I am just starting out with Apache Flink using Scala. Can someone please tell me how to create a lagged stream(lagged by k events or k units of time) from a current datastream that I have?

Basically, I want to implement an auto regression model (Linear regression on the stream with the time lagged version of itself) on a data-stream. So, a method is needed something similar to the following pseudo code.

val ds : DataStream = ...

val laggedDS : DataStream = ds.map(lag _)

def lag(ds : DataStream, k : Time) : DataStream = {

}

I expect the sample input and output like this if every event is spaced at 1 second interval and there is a 2 second lag.

Input : 1, 2, 3, 4, 5, 6, 7...
Output: NA, NA, 1, 2, 3, 4, 5...

1
Can you extend your question and explain what you mean by lagged stream? Thanks - Fabian Hueske
@FabianHueske, I think with lagged datastream, he means that getting elements in the datasteam late than usual. For example, a 1 minute lag will emit elements 1 minute later than when they arrived in the stream. - Piyush Shrivastava
The question says "lagged by k events" and not "lagged by x minutes". One interpretation would be append new events in a FIFO queue of k events and forward the queue head element when a new event arrives. Without clear definition of the desired semantics the question cannot be answered. - Fabian Hueske
@FabianHueske If the stream has an inconsistent frequency, I would like to lag it by counts and not by time. Also edited the question. Hope that helps. :) - Kauchy
Although I would very much like to know the time variant too. :) - Kauchy

1 Answers

5
votes

Given that I your requirements right, I would implement this as a FlatMapFunction with a FIFO queue. The queue buffers k events and emits the head whenever a new event arrives. In case you need a fault tolerant streaming application, the queue must be registered as state. Flink will then take care of checkpointing the state (i.e., the queue) and restore it in case of a failure.

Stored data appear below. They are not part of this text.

PR #3182, opened 2018-05-15
Add alias to Intervention Image class in MultipleImage content type

### LINKED ISSUE #3179: Cannot use Intervention\Image\Facades\Image as Image because the name is already in use
- Laravel Version: 5.6
- Voyager Version: 1.1
- PHP Version: 7.0.9
- Database Driver & Version:

### Description:
when i select multiple image in voyager  and then add the voyager show this error: 
"Cannot use Intervention\Image\Facades\Image as Image because the name is already in use".
please let me know what is the problem behind it and how i can fix this..

cyrildewit:
When using the `Intervention\Image\Facades\Image` facade directly inside the `MultipleImage` content type, we are getting the following error: `Cannot use Intervention\Image\Facades\Image as Image because the name is already in use`. This error appears because there is already a class named `Image` in the same namespace (the content type: Image).

It was reported by @PinkuChanda at #3179 and solved by @emptynick.

I think merging this pull request without squashing will add @emptynick as Co Author in the commit.

---

Co-Authored-By: Christoph Schweppe
Fixes #3179

### DIFF
--- a/src/Http/Controllers/ContentTypes/MultipleImage.php
+++ b/src/Http/Controllers/ContentTypes/MultipleImage.php
@@ -5,7 +5,7 @@ namespace TCG\Voyager\Http\Controllers\ContentTypes;
 use Illuminate\Support\Facades\Storage;
 use Illuminate\Support\Str;
 use Intervention\Image\Constraint;
-use Intervention\Image\Facades\Image;
+use Intervention\Image\Facades\Image as InterventionImage;
 
 class MultipleImage extends BaseType
 {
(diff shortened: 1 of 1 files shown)


PinkuChanda (approved):
Its Working Properly. Thanks for the quick fixes. 
#Happy_Coding 

Regards 
Pinku Chanda

emptynick:
Can this fail if you have an `Image` field + a `Multiple Images` field in one BREAD?
Because we then have two times
`use Intervention\Image\Facades\Image as InterventionImage;`

PinkuChanda:
Yes image and multiple image is working properly at same bread.. i think it is fine now.

fletch3555:
No it won't fail with both in the same BREAD.

The issue is a namespace conflict, and each PHP class has it's own locally-scoped namespace.  Adding `use` statements effectively import the other classes into that local namespace.  The `Image` import was conflicting because there's a PHP class called `Image` in the same directory (automatically imported into the same namespace).  This PR should be the end of these issues.

fletch3555 (approved):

The FlatMapFunction could look like this:

class Lagger(val k: Int) 
    extends FlatMapFunction[X, X] 
    with Checkpointed[mutable.Queue[X]] 
{

  var fifo: mutable.Queue[X] = new mutable.Queue[X]()

  override def flatMap(value: X, out: Collector[X]): Unit = {
    // add new element to queue
    fifo.enqueue(value)
    if (fifo.size == k + 1) {
      // remove head element and emit
      out.collect(fifo.dequeue())
    }
  }

  // restore state
  override def restoreState(state: mutable.Queue[X]) = { fifo = state }

  // get state to checkpoint
  override def snapshotState(cId: Long, cTS: Long): mutable.Queue[X] = fifo

}

Returning elements with a time lag is more involved. This would require timer threads for the emission because the function is only called when a new element arrives.